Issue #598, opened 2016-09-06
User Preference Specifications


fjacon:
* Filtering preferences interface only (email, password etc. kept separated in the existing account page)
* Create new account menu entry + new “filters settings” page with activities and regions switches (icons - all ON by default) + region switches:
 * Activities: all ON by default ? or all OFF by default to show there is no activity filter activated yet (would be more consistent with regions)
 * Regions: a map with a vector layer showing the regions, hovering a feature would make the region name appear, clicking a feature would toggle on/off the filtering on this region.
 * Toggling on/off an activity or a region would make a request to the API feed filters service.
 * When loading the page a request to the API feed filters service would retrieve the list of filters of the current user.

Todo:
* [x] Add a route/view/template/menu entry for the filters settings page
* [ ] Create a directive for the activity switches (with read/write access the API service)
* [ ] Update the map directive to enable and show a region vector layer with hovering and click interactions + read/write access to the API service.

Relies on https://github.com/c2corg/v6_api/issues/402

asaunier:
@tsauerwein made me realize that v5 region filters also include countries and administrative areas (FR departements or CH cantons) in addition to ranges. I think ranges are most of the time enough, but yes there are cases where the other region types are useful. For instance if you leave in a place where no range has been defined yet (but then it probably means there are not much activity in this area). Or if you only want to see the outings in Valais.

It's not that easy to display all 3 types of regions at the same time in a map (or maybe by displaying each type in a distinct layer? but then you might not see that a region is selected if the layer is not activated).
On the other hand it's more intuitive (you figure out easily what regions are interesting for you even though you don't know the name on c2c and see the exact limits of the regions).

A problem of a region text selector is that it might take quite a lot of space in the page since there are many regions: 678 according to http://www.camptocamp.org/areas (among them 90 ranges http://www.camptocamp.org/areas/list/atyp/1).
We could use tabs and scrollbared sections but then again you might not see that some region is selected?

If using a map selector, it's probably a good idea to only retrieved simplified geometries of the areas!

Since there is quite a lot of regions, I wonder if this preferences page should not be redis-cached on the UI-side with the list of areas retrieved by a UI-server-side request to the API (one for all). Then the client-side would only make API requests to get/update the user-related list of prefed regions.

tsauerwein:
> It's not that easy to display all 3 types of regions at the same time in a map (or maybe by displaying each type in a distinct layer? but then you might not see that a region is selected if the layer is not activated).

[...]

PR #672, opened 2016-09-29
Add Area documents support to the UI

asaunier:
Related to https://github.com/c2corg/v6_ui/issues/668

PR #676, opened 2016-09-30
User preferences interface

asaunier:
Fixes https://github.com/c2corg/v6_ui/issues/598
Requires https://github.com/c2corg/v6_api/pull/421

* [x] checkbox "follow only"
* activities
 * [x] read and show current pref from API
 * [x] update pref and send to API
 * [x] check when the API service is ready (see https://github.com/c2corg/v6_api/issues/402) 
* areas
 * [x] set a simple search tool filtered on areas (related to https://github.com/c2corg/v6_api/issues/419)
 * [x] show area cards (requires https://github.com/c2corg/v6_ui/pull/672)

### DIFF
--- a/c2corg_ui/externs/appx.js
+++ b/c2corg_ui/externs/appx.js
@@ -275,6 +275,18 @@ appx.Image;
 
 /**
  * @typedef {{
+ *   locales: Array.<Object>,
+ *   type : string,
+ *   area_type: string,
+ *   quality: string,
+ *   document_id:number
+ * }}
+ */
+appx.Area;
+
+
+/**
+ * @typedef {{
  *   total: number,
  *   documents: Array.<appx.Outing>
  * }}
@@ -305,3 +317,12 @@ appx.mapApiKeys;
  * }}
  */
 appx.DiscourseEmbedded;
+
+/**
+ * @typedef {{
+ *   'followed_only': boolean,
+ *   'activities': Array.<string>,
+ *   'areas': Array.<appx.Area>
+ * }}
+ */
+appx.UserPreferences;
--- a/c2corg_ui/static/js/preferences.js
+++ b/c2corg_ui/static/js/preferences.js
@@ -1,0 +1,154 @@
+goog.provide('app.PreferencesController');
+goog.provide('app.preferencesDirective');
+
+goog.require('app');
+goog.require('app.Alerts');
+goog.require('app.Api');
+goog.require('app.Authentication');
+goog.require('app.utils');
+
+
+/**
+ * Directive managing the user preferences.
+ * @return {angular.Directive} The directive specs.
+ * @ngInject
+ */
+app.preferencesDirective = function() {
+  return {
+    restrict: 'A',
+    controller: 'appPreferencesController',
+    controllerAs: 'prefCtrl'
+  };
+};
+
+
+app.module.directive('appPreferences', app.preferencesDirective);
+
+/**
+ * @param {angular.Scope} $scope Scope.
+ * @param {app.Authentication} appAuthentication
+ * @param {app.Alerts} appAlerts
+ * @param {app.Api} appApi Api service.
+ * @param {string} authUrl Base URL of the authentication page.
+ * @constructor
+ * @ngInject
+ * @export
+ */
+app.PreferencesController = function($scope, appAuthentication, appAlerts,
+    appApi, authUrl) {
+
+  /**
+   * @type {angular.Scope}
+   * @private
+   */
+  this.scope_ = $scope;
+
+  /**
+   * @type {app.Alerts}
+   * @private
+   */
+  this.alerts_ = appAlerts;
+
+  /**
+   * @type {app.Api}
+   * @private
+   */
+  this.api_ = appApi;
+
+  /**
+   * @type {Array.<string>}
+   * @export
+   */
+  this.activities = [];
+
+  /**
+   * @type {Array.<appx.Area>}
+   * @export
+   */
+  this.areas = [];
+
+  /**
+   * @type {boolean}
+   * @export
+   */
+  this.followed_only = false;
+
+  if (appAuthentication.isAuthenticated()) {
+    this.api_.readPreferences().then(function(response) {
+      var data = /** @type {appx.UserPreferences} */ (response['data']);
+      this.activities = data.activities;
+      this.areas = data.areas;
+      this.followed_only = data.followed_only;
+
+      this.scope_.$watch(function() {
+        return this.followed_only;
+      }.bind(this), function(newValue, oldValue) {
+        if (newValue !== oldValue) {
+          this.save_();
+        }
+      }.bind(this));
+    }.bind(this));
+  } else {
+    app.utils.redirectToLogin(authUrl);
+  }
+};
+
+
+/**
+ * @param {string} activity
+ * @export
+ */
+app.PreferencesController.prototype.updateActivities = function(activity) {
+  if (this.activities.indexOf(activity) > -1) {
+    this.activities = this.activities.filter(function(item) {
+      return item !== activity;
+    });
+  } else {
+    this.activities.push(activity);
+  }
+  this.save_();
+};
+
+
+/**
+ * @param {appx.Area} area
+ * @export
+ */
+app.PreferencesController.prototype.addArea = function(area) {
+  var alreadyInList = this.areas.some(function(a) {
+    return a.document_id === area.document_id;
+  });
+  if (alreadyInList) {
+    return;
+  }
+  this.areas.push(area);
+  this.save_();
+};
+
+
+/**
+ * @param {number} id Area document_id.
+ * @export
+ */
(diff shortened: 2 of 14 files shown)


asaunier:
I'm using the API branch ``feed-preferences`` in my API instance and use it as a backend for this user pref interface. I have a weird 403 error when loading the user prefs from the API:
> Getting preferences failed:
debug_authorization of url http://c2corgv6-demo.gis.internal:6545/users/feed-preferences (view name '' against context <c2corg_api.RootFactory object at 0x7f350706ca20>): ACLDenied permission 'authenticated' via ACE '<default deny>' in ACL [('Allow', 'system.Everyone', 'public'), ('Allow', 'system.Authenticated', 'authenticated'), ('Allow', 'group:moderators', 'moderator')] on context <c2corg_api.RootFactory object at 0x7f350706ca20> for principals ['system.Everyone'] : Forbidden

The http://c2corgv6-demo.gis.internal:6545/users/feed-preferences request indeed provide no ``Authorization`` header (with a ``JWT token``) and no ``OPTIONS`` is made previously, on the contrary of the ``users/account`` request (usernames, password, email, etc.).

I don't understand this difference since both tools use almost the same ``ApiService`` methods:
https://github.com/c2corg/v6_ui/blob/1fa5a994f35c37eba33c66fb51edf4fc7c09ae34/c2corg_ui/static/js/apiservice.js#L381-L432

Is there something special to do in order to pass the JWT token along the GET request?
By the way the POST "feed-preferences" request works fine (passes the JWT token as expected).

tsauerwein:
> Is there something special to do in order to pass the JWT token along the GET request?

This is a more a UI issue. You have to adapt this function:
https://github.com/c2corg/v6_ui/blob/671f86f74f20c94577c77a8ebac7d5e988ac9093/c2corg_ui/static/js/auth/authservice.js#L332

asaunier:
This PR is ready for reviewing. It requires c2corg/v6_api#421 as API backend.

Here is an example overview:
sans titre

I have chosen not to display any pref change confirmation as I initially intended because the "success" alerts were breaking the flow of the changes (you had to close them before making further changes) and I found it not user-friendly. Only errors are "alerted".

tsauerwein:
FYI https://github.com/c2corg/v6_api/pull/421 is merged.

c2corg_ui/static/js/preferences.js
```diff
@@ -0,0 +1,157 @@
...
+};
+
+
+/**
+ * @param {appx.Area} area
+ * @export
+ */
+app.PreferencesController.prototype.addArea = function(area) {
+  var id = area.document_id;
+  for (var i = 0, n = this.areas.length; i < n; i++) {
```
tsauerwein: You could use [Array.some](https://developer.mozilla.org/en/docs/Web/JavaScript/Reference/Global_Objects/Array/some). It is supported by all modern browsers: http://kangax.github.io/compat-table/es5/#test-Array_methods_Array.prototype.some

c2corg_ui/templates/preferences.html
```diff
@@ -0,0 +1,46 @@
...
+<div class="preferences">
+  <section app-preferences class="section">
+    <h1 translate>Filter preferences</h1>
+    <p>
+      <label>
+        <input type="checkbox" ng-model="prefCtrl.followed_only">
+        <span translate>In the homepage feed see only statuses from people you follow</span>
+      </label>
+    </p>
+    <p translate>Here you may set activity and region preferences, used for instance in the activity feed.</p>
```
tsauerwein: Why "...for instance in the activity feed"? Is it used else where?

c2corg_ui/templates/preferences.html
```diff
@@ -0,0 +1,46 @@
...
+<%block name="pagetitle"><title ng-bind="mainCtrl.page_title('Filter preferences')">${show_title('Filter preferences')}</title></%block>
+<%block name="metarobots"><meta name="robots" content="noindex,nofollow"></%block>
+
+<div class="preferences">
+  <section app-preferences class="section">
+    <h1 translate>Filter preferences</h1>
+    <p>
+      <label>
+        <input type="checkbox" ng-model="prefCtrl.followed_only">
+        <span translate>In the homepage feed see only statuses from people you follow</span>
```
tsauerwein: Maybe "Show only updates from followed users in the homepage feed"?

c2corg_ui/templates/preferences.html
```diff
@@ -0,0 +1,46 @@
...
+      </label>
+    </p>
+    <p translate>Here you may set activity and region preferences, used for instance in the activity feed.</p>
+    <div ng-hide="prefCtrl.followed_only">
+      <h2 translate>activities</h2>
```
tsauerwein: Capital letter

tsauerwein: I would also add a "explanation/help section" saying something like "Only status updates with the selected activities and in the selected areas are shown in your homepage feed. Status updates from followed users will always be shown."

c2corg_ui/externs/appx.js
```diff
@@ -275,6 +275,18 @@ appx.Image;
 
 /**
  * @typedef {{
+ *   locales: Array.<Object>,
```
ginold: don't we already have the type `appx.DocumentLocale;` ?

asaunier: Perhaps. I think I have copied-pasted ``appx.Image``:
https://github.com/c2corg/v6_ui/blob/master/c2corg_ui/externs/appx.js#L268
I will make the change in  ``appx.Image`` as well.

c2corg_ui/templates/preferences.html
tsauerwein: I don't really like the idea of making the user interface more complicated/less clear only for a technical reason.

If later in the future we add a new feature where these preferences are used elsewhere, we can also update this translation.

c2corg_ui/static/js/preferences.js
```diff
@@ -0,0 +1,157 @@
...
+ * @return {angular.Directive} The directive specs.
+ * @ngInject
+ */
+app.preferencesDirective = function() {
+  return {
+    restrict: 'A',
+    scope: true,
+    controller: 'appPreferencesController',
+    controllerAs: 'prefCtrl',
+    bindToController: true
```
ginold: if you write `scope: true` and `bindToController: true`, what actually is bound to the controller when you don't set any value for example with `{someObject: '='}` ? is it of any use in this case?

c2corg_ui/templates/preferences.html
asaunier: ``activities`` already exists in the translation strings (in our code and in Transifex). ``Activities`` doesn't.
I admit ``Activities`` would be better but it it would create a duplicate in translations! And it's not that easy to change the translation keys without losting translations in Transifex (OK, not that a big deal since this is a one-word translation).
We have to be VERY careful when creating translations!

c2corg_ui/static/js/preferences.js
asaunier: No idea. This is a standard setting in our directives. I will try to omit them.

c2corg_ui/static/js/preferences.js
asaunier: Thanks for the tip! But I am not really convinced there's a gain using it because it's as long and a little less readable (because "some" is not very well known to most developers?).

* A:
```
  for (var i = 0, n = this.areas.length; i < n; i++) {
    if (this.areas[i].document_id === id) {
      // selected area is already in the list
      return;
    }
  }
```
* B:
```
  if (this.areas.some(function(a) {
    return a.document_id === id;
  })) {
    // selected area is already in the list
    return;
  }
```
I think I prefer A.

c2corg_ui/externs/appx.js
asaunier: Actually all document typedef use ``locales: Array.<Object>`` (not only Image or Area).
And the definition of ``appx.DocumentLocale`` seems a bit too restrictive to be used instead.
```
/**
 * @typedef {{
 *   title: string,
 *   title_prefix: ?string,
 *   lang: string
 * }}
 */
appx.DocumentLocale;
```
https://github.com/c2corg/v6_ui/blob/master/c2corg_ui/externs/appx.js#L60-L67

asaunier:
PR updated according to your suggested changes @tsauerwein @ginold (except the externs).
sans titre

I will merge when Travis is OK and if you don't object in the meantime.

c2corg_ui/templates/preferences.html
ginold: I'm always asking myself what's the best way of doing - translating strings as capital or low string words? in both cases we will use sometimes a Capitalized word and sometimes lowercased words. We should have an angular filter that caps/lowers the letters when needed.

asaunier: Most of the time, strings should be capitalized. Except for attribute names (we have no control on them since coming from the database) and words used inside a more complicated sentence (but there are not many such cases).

::::::::::

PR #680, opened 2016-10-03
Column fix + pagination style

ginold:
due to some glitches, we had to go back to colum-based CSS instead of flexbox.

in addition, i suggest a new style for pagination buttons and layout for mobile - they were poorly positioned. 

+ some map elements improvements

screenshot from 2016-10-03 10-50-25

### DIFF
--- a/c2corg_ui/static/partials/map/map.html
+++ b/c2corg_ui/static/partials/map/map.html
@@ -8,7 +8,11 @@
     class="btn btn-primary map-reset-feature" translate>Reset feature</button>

::::::::::

* TASK REQUIREMENTS
Reproduce exactly the section above that begins at the line containing "Relies on https://github.com/c2corg/v6_api/issues/402" and ends at the line containing "A problem of", leaving out all other lines.

* EXERCISE SOLUTION
Relies on https://github.com/c2corg/v6_api/issues/402

asaunier:
@tsauerwein made me realize that v5 region filters also include countries and administrative areas (FR departements or CH cantons) in addition to ranges. I think ranges are most of the time enough, but yes there are cases where the other region types are useful. For instance if you leave in a place where no range has been defined yet (but then it probably means there are not much activity in this area). Or if you only want to see the outings in Valais.

It's not that easy to display all 3 types of regions at the same time in a map (or maybe by displaying each type in a distinct layer? but then you might not see that a region is selected if the layer is not activated).
On the other hand it's more intuitive (you figure out easily what regions are interesting for you even though you don't know the name on c2c and see the exact limits of the regions).

A problem of a region text selector is that it might take quite a lot of space in the page since there are many regions: 678 according to http://www.camptocamp.org/areas (among them 90 ranges http://www.camptocamp.org/areas/list/atyp/1).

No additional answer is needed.